[Provided records — start]

PR #1482, opened 2021-02-17
[MM-31399] Use webapp ESLint config in desktop app and resolve inconsistencies

devinbinnie:
**Summary**
The desktop app was using its own ESLint configuration based on an older version of the webapp's ESLint config. This has been updated and some changes have been made:
- Indents are now 4 spaces wide instead of 2 spaces wide (this has been a long time coming)
- `setState` is now allowed throughout all React components
- Console statements are not allowed in any main process file, they will only be allowed in preload scripts, external scripts and renderer process files

Some outstanding issues:
- We still have a lot of TODO statements from the first pass of conversion to `BrowserView`. These will stay and be removed later on once we're sure all functionality is migrated.
- Some files are too long, and we will need to shorten them in time.

**Issue link**
https://mattermost.atlassian.net/browse/MM-31399


src/main/viewManager.js
```diff
@@ -19,258 +19,258 @@ const FINDER_WIDTH = 310;
...
+        } else {
+            this.showInitial();
+        }
     }
 
-    // TODO: send event to highlight selected tab
-  }
+    showInitial = () => {
+        if (this.configServers.length) {
+        // TODO: handle deeplink url
```
Willyfrog, line 75: i believe this comment is not needed anymore

src/main/viewManager.js
```diff
@@ -19,258 +19,258 @@ const FINDER_WIDTH = 310;
...
+            if (element) {
+                this.showByName(element.name);
+            }
+        }
 
-  showByName = (name) => {
-    const newView = this.views.get(name);
-    if (newView.isVisible) {
-      return;
+        // TODO: send event to highlight selected tab
```
Willyfrog, line 82: this seems unnecessary, showbyname already handles that

src/renderer/components/TeamList.jsx
```diff
@@ -10,185 +10,183 @@ import TeamListItem from './TeamListItem.jsx';
...
 
 TeamList.propTypes = {
-  onTeamsChange: PropTypes.func,
-  showAddTeamForm: PropTypes.bool,
-  teams: PropTypes.array,
-  addServer: PropTypes.func,
-  updateTeam: PropTypes.func,
-  toggleAddTeamForm: PropTypes.func,
-  setAddTeamFormVisibility: PropTypes.func,
-  onTeamClick: PropTypes.func,
```
Willyfrog, line 193: this one was removed but it is still being called in the code (see line 101)

src/renderer/js/notification.js
```diff
@@ -15,57 +15,57 @@ import dingDataURL from '../../assets/ding.mp3'; // https://github.com/mattermos
...
+    //     handler();
+    //   };
+    // }
 
-  // get onclick() {
-  //   return super.onclick;
-  // }
+    // get onclick() {
+    //   return super.onclick;
+    // }
```
Willyfrog, line 70: this can be removed, maybe eve the whole file?

Willyfrog (approved):
LGTM, added a few non-blocking comments (well one is, but should be easy enough :) )

great work, the codebase will now be much easier to maintain 🙌

src/main/menus/app.js
```diff
@@ -8,242 +8,242 @@ import {app, Menu, session, shell, webContents} from 'electron';
...
+                    focused.goBack();
+                }
+            },
+        }, {
+            label: 'Forward',
+            accelerator: process.platform === 'darwin' ? 'Cmd+]' : 'Alt+Right',
+            click: () => {
+                const focused = webContents.getFocusedWebContents();
+                if (focused.canGoForward()) {
+                    focused.goForward();
```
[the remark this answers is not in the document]
devinbinnie: I don't think there's really a difference between what we do here and what happens in that logic. I think we just use `goToOffset` in the `windowManager` because we want to be able to handle back and forward with one event.

0/5 of whether we change this or not.

.eslintrc-webapp.json
```diff
@@ -66,24 +59,142 @@
...
     {
-      "files": ["tests/**"],
+      "files": ["**/*.tsx", "**/*.ts"],
+      "extends": [
+        "plugin:@typescript-eslint/recommended"
+      ],
+      "rules": {
+        "camelcase": 0,
+        "no-shadow": 0,
+        "import/no-unresolved": 0, // ts handles this better
```
hmhealey, line 78: Weird that ESLint is fine with these comments since JSON doesn't technically allow them. I guess it doesn't actually read JSON since I don't think the other repos have a file extension on these files

package.json
```diff
@@ -87,6 +91,7 @@
     "npm-run-all": "^4.1.5",
     "spectron": "^12.0.0",
     "style-loader": "^0.23.1",
+    "typescript": "4.1.3",
```
hmhealey, line 94: This is adding TypeScript support or is that coming more later?

hmhealey (approved):

PR #942, opened 2026-07-29
Fix #925: count over an empty Data Set yields one Data Point with zero

### LINKED ISSUE #925: Count do not work without data (DuckDb)
### Initial Checks

### Summary

Doing some test I notice that if I try to count a dataset which do not have columns, and count instead of return int_var = 0, return an empty data points.

### Reproducible Example

```python
count(DS1)
```

### Expected vs Actual

Expected: Return data point with 1 row int_var=0
Current: Do not return data points

### vtlengine version

1.9.2rc2

### Python version

_No response_

### OS

_No response_

### Additional Context

_No response_

albertohernandez1995:
## Summary

`count(DS_1)` over a Data Set with no Data Points returned nothing on DuckDB instead of a
single Data Point holding zero. The reference manual (p193) defines count as returning "the
number of the input Data Points", with result type `dataset {measure<integer> int_var}`, so
an empty input means one row with 0.

Probing the surrounding cases turned up a second, related divergence in the same area:

| ungrouped, empty input | pandas | duckdb before |
| --- | --- | --- |
| `count(DS_1)` | `int_var: 0` | no rows |
| `DS_1[aggr X := count(Me_1)]` | `X: 0` | `X: None` |

DuckDB was also inconsistent with itself: on all-null data the first form gave 0 and the
second gave NULL.

- Skip the `HAVING COUNT(*) > 0` guard for `count`. It correctly suppresses the row for
  `sum`, `avg` and `min` over an empty Data Set, which both engines agree return no Data
  Point, but count must still report zero.
- Apply `NULLIF(COUNT(...), 0)` at Component level only when the aggregation is grouped,
  mirroring what the Data Set level path already did.

## Checklist

- [x] Tests pass (`pytest`) — 5406 passed (duckdb), 4834 passed (pandas)

--
Closes #925


javihern98 (approved):
Looks good, thanks! 😊

Issue #940, opened 2026-07-29
Pandas engine raises TypeError on component-level string concatenation with a Boolean component


javihern98:
### Initial Checks

- [x] I have searched [existing issues](https://github.com/Meaningful-Data/vtlengine/issues?q=is%3Aissue) for duplicates
- [x] I have read the [documentation](https://docs.vtlengine.meaningfuldata.eu)

### Summary

In the pandas engine, string concatenation (`||`) with a Boolean component inside a clause raises `TypeError: 'bool' object can't be concatenated` (`src/vtlengine/Operators/__init__.py:255`, the series `map` path).

The same implicit Boolean→String coercion works at scalar level (`true || "_x"` → `"True_x"`) and at dataset level (`DS_1 || "_x"` → `"True_x"`/`"False_x"`), so the component level should behave the same.

> [!NOTE]
> Found while working on #923 (boolean→string alignment between the pandas and DuckDB engines). The DuckDB engine executes this expression; a parity test covering it runs DuckDB-only until this issue is fixed.

### Reproducible Example

```python
import pandas as pd

from vtlengine import run

script = """
    DS_r := DS_1[calc Me_2 := Me_1 || "_x"];
"""

data_structures = {
    "datasets": [
        {
            "name": "DS_1",
            "DataStructure": [
                {"name": "Id_1", "type": "Integer", "role": "Identifier", "nullable": False},
                {"name": "Me_1", "type": "Boolean", "role": "Measure", "nullable": True},
            ],
        }
    ]
}

datapoints = {"DS_1": pd.DataFrame({"Id_1": [1, 2], "Me_1": [True, False]})}

run_result = run(
    script=script,
    data_structures=data_structures,
    datapoints=datapoints,
    return_only_persistent=False,
)

print(run_result)
```

### Expected vs Actual

Expected: `Me_2` contains `"True_x"` / `"False_x"` (Boolean implicitly cast to String, as at dataset and scalar level).

Actual:

```
  File ".../src/vtlengine/Operators/__init__.py", line 255, in <lambda>
    return series.map(lambda x: cls.py_op(x, scalar), na_action="ignore").astype(
TypeError: 'bool' object can't be concatenated
```

### vtlengine version

1.9.2rc2

### Python version

3.12.3

### OS

Linux

javihern98:
Fixed in #952

PR #946, opened 2026-07-30
Fix #923: Python-style True/False for DuckDB boolean-to-string outputs

### LINKED ISSUE #923: Boolean output format change (Duckdb)
### Initial Checks

### Summary

In DuckDb engine Bollean outputs changes from all Lowercase to fist Uppercase.

```
true -> True
false -> False
```

### Reproducible Example

```python
Any boolean output.
```

### Expected vs Actual

Expected: Return same format

### vtlengine version

1.9.2rc2

### Python version

_No response_

### OS

_No response_

### Additional Context

_No response_

javihern98:
## Summary

Fixes #923

The DuckDB engine serialized booleans SQL-style (`true`/`false`) while the pandas engine uses Python-style (`True`/`False`), so switching engines changed the boolean output format. This PR standardizes every boolean→string surface of the DuckDB engine on the pandas format:

- **Dataset CSVs** (`output_folder`): `COPY TO` now writes `True`/`False` for BOOLEAN columns. The formatting is applied in `_build_dataset_fetch_select` behind a new `bool_as_python_str` flag, enabled only for CSV output — parquet output keeps native BOOLEAN and in-memory `fetchdf()` keeps bool dtype (regression tests included). `_scalars.csv` already matched (`True` in both engines).
- **Explicit cast**: `cast(x, string)` from Boolean now emits the existing `_bool_to_str` `CASE` expression (`'True'`/`'False'`) instead of `CAST(x AS VARCHAR)` (`'true'`), at scalar, component, and dataset level. A new `_is_boolean_expr` predicate infers Boolean for computed sources (`cast(Me_1 = true, string)`, logical/comparison operators, `isnull`, `between`, `match_characters`) that `_get_source_vtl_type` cannot resolve.
- **Implicit coercion at component/scalar level**: `||` concatenation with a Boolean operand now produces `'True_x'` instead of `'true_x'`, and the string operators (`upper`, `lcase`, `trim`, `ltrim`, `rtrim`, `length`, `substr`, `replace`, `instr`) on a Boolean no longer crash with `BinderException` — they coerce through `_bool_to_str` exactly like the already-working dataset level.

Also re-enables the deactivated `cast(DS_1, string)` case in `tests/duckdb_transpiler/test_run.py` (it asserted the wrong column name: mono-measure String casts rename the measure to `str_var` — verified identical in both engines).

## Checklist

- [x] Tests pass (`pytest`) — full suite under both `VTL_ENGINE_BACKEND=pandas` and `=duckdb`
- [x] Documentation updated (if applicable) — `data_types.rst` (Boolean CSV serialization + explicit-cast conversion detail), `duckdb_engine.rst` (behavioural note)

## Impact / Risk

- **Breaking changes?** DuckDB-engine users' dataset CSVs change from `true`/`false` to `True`/`False` for Boolean columns, and DuckDB boolean→string cast/coercion results change from `'true'` to `'True'`. This is the intended alignment with the pandas engine (the long-standing default format). Pandas-engine output is unchanged. Round-trips are unaffected: both engines' loaders accept either casing.
- **Data/SDMX compatibility concerns?** None — parquet keeps native BOOLEAN, in-memory results keep bool dtype in both engines.
- **Notes for release/changelog?** DuckDB engine boolean outputs now match the pandas engine (`True`/`False`).

## Notes

- The pandas engine crashes on component-level `Me_1 || "_x"` with a Boolean component (pre-existing, unrelated code path) — filed as #940; the new component-concat parity test runs DuckDB-only and references it.
- New tests: `cast(true/false/1=1, string)` interpreter params (both engines), transpiler SQL assertion, `test_GH_923` file-based regression test (cast + string ops on a Boolean measure, references generated from the pandas engine), written-CSV text/in-memory dtype/scalar-concat parity tests, and a parquet native-BOOLEAN guard.


albertohernandez1995 (approved):
Looks awesome! Thanks!

PR #947, opened 2026-07-30
Fix #933: symdiff no longer drops Data Points with null measures

### LINKED ISSUE #933: Error in symdiff
### Initial Checks

### Summary

Seems that symdiff is not working in pandas engine, seem in DuckDb is working fine. We have 2 examples:

1. Second param is subset of first so, should have all rows which  Id_1 <> 1.
2. We have a non coincident inputs due to they have different Id_1.

In pandas engine we have empty results in this two operations.

### Reproducible Example

```python
set_1 := DS_1[filter Id_1 = 1];
set_2 := DS_1[filter Id_1 = 2];

symdiff_ds := symdiff(DS_1, set_1);
symdiff_ds_2 := symdiff(set_1,set_2);
```

### Expected vs Actual

Expected: Return datapoints
Current: Do not return datapoints

### vtlengine version

v1.9.2rc2

### Python version

_No response_

### OS

_No response_

### Additional Context

_No response_

albertohernandez1995:
## Summary

`symdiff` returned an empty result on the pandas engine whenever the operands had a null
measure value. `Symdiff.evaluate` used `dropna()` to discard the Data Points present in both
operands: it set every non-identifier column to `None` for those rows and then dropped any row
containing a null. That also removed the rows it was supposed to keep, and with a measure that
is null on every Data Point — as in the reported data — nothing survived at all.

The same method also decided which operand a Data Point came from by testing whether its
measures were null, which misreads a Data Point whose measure is genuinely null.

- Use `merge(..., indicator=True)` and filter on `_merge != "both"`, the approach `Setdiff`
  in the same module already takes, then take each remaining row's values from the side it
  came from.

DuckDB was already correct; only the pandas engine changes.

Closes #933

## Checklist

- [x] Tests pass (`pytest`) — 5407 passed (duckdb), 4835 passed (pandas)


javihern98 (approved):
Looks good, thanks! 😊

PR #948, opened 2026-07-30
Fix #934: infer the Date series period from calendar gaps, not day cpunts

### LINKED ISSUE #934: Different behavior in fill_time_series with dates (DuckDb)
### Initial Checks

### Summary

With this example we have different behavior in pandas and duckdb. First difference is the length, pandas we have much more rows, and the origin of this difference I think is this change of behavior, in pandas we fill a date will all the dates, and now only fill with months. 

### Reproducible Example

```python
fill_time_series_date_single_ds_dt := fill_time_series(DS_3_with_date, single);
fill_time_series_period_all_ds_dt := fill_time_series(DS_3_with_date, all);
```

### Expected vs Actual

Expected: Have same behavior 

### vtlengine version

1.9.2rc2

### Python version

_No response_

### OS

_No response_

### Additional Context

_No response_

albertohernandez1995:
## Summary

`fill_time_series` over a Date identifier filled every calendar day on the pandas engine
where DuckDB filled monthly, so the same script returned 244 rows against 10.
`find_min_frequency` chose the period with

```python
min_days = min((d for d in days_deltas if d > 0 and d % 365 != 0 and d % 366 != 0), default=None)
return "D" if min_days else "M" if min_months else "Y"
```

`min_days` is set whenever any gap is not an exact multiple of 365 or 366 days, which holds for
any monthly series, so the answer was almost always `D`. The reference manual (p147) steps the
reference time Identifier "one period at a time" using "the period of each time series", so the
DuckDB result was the correct one.

- Rewrite `find_min_frequency` to mirror the DuckDB ladder (`vtl_date_timeshift_period_ind`): a
  gap that is not a whole number of calendar months leaves only weeks or days, otherwise the
  coarsest period dividing every gap wins. It now takes the dates rather than the timedeltas,
  since calendar month arithmetic needs the endpoints.
- Build the fill grid by stepping from the lower limit (`_period_range`) instead of a pandas
  frequency alias. `_to_pandas_freq` mapped `S` and `Q` to month-start aliases but left `M` and
  `Y` as month and year *end*, which would have generated 01-31, 02-29, ... for a monthly series
  and an empty range for an annual one. Those branches were unreachable while the inference
  always said `D`. The helper is now unused and removed.

The same inference feeds `timeshift` on Dates, and DuckDB shares its inference between the two
operators, so both engines stay consistent across them.

Closes #934

## Checklist

- [x] Tests pass (`pytest`) — 5409 passed (duckdb), 4837 passed (pandas)


javihern98 (approved):
Looks good, thanks! 😊

PR #950, opened 2026-07-30
Fix #949: fill_time_series keeps operand Data Points that miss the grid

### LINKED ISSUE #949: fill_time_series drops an existing Data Point when its date is off the inferred grid (DuckDb)
### Initial Checks

### Summary

On the DuckDb engine, `fill_time_series` over a `Date` identifier can **remove** an input Data
Point. The operator builds the expected grid with `generate_series(min, max, INTERVAL ...)` and
joins the source onto it, so any Data Point whose date does not land on that grid is discarded
along with its measure values.

The reference manual (p147) only ever adds: "The operator **fills the possibly missing** Data
Points ... If this expected Data Point is missing, it is added to the Data Set." Nothing licenses
removing one, and the output is documented to contain "the same time series as the operand".

This bites month-end series in particular. Stepping one month at a time from `2020-01-31` gives
`2020-02-29`, then `2020-03-29`, `2020-04-29` — the step clamps in February and never returns to
month ends — so a genuine `2020-04-30` Data Point falls off the grid and is lost.

> [!WARNING]
> This is silent data loss: no error is raised, and the row count can still look plausible.

### Reproducible Example

```python
import pandas as pd

from vtlengine import run

script = """
    DS_r <- fill_time_series(DS_1, single);
"""

data_structures = {
    "datasets": [
        {
            "name": "DS_1",
            "DataStructure": [
            ],
        }
    ]
}

# A month-end series: the last Data Point is the 30th, not the 29th.
data_df = pd.DataFrame(
    {
        "Id_1": ["A", "A", "A"],
        "Id_2": ["2020-01-31", "2020-02-29", "2020-04-30"],
        "Me_1": [1.0, 2.0, 3.0],
    }
)

run_result = run(
    script=script,
    datapoints=datapoints,
    use_duckdb=True,
)

```

### Expected vs Actual

Expected: every input Data Point is still present, with added Data Points for the missing
periods. `2020-04-30` and its value `3.0` must survive.

Actual: `2020-04-30` is absent from the result. Its measure value `3.0` is lost.

| Id_1 | Id_2 | Me_1 |
| --- | --- | --- |
| A | 2020-01-31 | 1.0 |
| A | 2020-02-29 | 2.0 |
| A | 2020-03-29 | |
| A | 2020-04-29 | |

The pandas engine keeps it, returning `2020-04-30` with `3.0` alongside the generated dates.

### vtlengine version

1.9.2rc2

### Python version

3.12.3

### OS

Ubuntu 24.04.4 LTS

### Additional Context

Affected code: `_fill_time_series_date` in `src/vtlengine/duckdb_transpiler/Transpiler/__init__.py`.
The `full_grid` CTE is generated from `bounds` alone, and the source is then joined onto it, so
off-grid source rows are never carried through. A union of the generated grid with the source
Data Points, rather than a join onto the grid alone, would preserve them.

> [!NOTE]
> Independent of #934, which concerns which frequency is inferred. This reproduces unchanged on
> 1.9.2rc2 and with #934 applied, because the grid join is on the DuckDb side only.

A related but separate divergence, worth its own issue if it matters: `timeshift` on a month-end
`Date` series snaps to the target month's last day on DuckDb (`2020-02-29` shifted by 1 gives
`2020-03-31`) while pandas adds a calendar month (`2020-03-29`). The manual does not state which
is intended, so that one is a semantics question rather than a defect.

albertohernandez1995:
## Summary

On the DuckDb engine, `fill_time_series` over a `Date` identifier could **remove** an operand
Data Point. Both fill paths ended with `FROM full_grid g LEFT JOIN source s`, so a Data Point
whose time value did not fall on the generated grid had nowhere to land and was dropped along
with its measure values. No error was raised.

Month-end series trigger it: stepping one month from `2020-01-31` clamps to `2020-02-29` and then
drifts to `2020-03-29`, `2020-04-29`, so a genuine `2020-04-30` Data Point is off the grid.

The reference manual (p147) has the operator only add: "The operator fills the possibly missing
Data Points ... If this expected Data Point is missing, it is added to the Data Set", and the
output is documented to contain "the same time series as the operand".

- Join onto the grid unioned with the operand's own keys, through a shared
  `_grid_with_source_keys` helper. `UNION` deduplicates, so keys already on the grid are not
  repeated.

Applied to the TimePeriod path as well as the Date one: the flaw is in the shape they share, even
though only the Date path can currently generate a grid that misses an operand key.

Fixes #949

## Checklist

- [x] Tests pass (`pytest`) — 5430 passed (duckdb), 4853 passed (pandas)

## Impact / Risk

- DuckDb only; the pandas engine already preserved these Data Points.
- Purely additive: the result gains the Data Points that were being dropped. Series whose dates
  all sit on the grid are unchanged, which is the common case and why this went unnoticed.
- Checked across 12 series shapes covering Date monthly, quarterly, annual, daily, irregular,
  month-end, single-point and multi-group cases plus annual, quarterly and mixed TimePeriod, in
  both `single` and `all` modes: no Data Point lost and none duplicated.

## Notes

The regression test lives in `tests/duckdb_transpiler/test_run.py`, the behavioural end-to-end
suite, rather than a data-file suite. The defect only appears when the inferred period is coarser
than daily, and until #934 lands the pandas engine still fills such a series daily, so a single
reference file cannot satisfy both CI legs. `tests/duckdb_transpiler` is skipped under
`VTL_ENGINE_BACKEND=pandas`, so the test is scoped to the affected engine while still asserting on
resulting rows rather than generated SQL. Once #934 is merged this can move to a data-file test if
preferred.


tests/duckdb_transpiler/test_run.py
javihern98, line 1: Need to change these tests to use the same pattern as others, maybe even as Bug Tests

javihern98 (changes requested):

tests/duckdb_transpiler/test_run.py
albertohernandez1995: Done it.

javihern98 (approved):
Looks good now, thanks! 😊

PR #951, opened 2026-07-30
Fix #944: Keep viral attributes in membership on the DuckDB backend

### LINKED ISSUE #944: Viral attributes are not maintained in membership (DuckDb)
### Initial Checks

### Summary

With this example, it return correct data structure but not the viral attribute.

[DS_1_datapoints.csv](https://github.com/user-attachments/files/30510509/DS_1_datapoints.csv)
[DS_1.json](https://github.com/user-attachments/files/30510510/DS_1.json)

### Reproducible Example

```python
ds_from_membership := DS_1#Me_int;
```

### Expected vs Actual

Expected: Maintain the viral attribute

### vtlengine version

1.9.2rc2

### Python version

_No response_

### OS

_No response_

### Additional Context

_No response_

javihern98:
## Summary

Fixes #944

With the DuckDB backend, membership (`DS_r := DS_1#Me_int;`) returned the correct output structure (including viral attributes) but the viral attribute data column was missing. The fetch layer silently skips components declared by semantic analysis but absent from the DuckDB table, so structure-side gaps surface as missing data.

**Membership (first commit).** Two sites diverged from the pandas reference (`Membership.validate`):

- `_visit_binop_membership` built its SELECT list from identifiers + target only, so viral columns never reached the DuckDB table. It now copies viral attributes through unchanged (membership is row-preserving, not a combination point — no propagation rule runs).
- `_build_membership_structure` dropped viral attributes from intermediate structures and wrongly promoted a viral target to a `COMP_NAME_MAPPING` measure, which made `DS_1#VAt_1 [calc Me_x := 1]` fail with a live BinderException (phantom `str_var`). It now mirrors `Membership.validate`.

**Intermediate structures (second commit).** The same structure gap existed in three more builders — `_build_ds_ds_binop_structure`, `_build_aggregation_structure`, `_build_boolean_result_structure` — losing viral data whenever a ds-ds binary, an aggregation, or a boolean-producing operator (`isnull`, `in`/`not_in`) sits **nested inside** a larger expression, e.g. `sum((DS_1 + DS_2) group by Id_1)`, `abs(DS_1 + DS_2)`, `sum(DS_1 group by Id_1)[calc Me_2 := Me_1]`, `isnull(DS_1)[keep bool_var]`. In `sum(DS_1 group by Id_1) + DS_2` the DuckDB backend also silently copied DS_2's viral value instead of pair-combining it with the aggregation's through the propagation rule. All three builders now carry viral attributes, mirroring the pandas results (the SQL emission already keyed off these structures, so no SQL changes were needed).

**Reserved component names for viral attributes (third commit).** The names the engine uses for automatically generated measures (`str_var`, `num_var`, `int_var`, `time_var`, `time_period_var`, `date_var`, `duration_var`, `bool_var`, `null_var` — the `COMP_NAME_MAPPING` values, now exported as `RESERVED_COMPONENT_NAMES`) are reserved: a **viral attribute** may not use them, since membership promotion would produce a measure colliding with the viral column. The check lives in `Component.__post_init__` (new error `1-3-3-7`), the single choke point through which every construction path flows — data-structure loading (both JSON layouts and SDMX), `calc viral attribute`, and `rename`. Other roles may still use these names: the engine itself outputs `bool_var`/`int_var` measures and those results must round-trip as inputs. The membership data path (second commit) still sources the promoted measure explicitly from the target component as defense-in-depth.

Tests follow the repo's file-based convention (`ViralHelper.BaseTest` + data files, reference outputs generated from pandas runs), added to `tests/ViralAttributes/test_viral_attributes.py` as three new groups covered by both CI backend lanes:

- **Group 11 — membership (9 cases)**: measure/identifier/attribute/viral targets, aggregate-rule per-row copy, unary/calc over membership, binary and aggregation over memberships.
- **Group 12 — nested intermediates (8 cases)**: ds-ds binary under aggregation/unary/keep, aggregation under binary/unary/calc, isnull/in under keep.
- **Group 13 — reserved names (4 cases)**: viral `int_var` declared in the input structure (load-time `1-3-3-7`), `rename` to `str_var`, `calc viral attribute bool_var`, and an allowed-roles case (`bool_var` measure / `int_var` attribute still load).

## Checklist

- [x] Tests pass (`pytest`)

## Impact / Risk

- DuckDB now matches the pandas reference and the structure reported by semantic analysis in all fixed cases.
- Generated SQL for datasets without viral attributes is character-identical (existing transpiler SQL expectation tests unchanged).

> [!WARNING]
> New validation (breaking for affected inputs): declaring, calculating or renaming a **viral attribute** with one of the reserved component names (`str_var`, `num_var`, `int_var`, `time_var`, `time_period_var`, `date_var`, `duration_var`, `bool_var`, `null_var`) now raises `SemanticError 1-3-3-7`. Such structures were previously accepted and produced ambiguous, backend-dependent results when a membership promotion collided with the viral column. Identifiers, measures and plain attributes may keep using these names.

## Notes

> [!NOTE]
> The intermediate-structure gap originally flagged here as a follow-up is now fixed in this PR (second commit). The remaining structure builders (join, validation, hierarchy, unpivot, clauses) already carried viral attributes from the issue #877/#906 work.

- The `1-3-3-7` entry in `Exceptions/messages.py` flows into the auto-generated error documentation at docs build time; no manual docs change is needed.


albertohernandez1995 (approved):
Great job!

[Provided records — finish]

• _What you have to do_
Reproduce the lines above, beginning at the line with "2020-03-29 | |" and stopping after the line with "reproduces unchanged on", exactly as they are.

• _Exercise answer_
| A | 2020-03-29 | |
| A | 2020-04-29 | |

The pandas engine keeps it, returning `2020-04-30` with `3.0` alongside the generated dates.

### vtlengine version

1.9.2rc2

### Python version

3.12.3

### OS

Ubuntu 24.04.4 LTS

### Additional Context

Affected code: `_fill_time_series_date` in `src/vtlengine/duckdb_transpiler/Transpiler/__init__.py`.
The `full_grid` CTE is generated from `bounds` alone, and the source is then joined onto it, so
off-grid source rows are never carried through. A union of the generated grid with the source
Data Points, rather than a join onto the grid alone, would preserve them.

> [!NOTE]
> Independent of #934, which concerns which frequency is inferred. This reproduces unchanged on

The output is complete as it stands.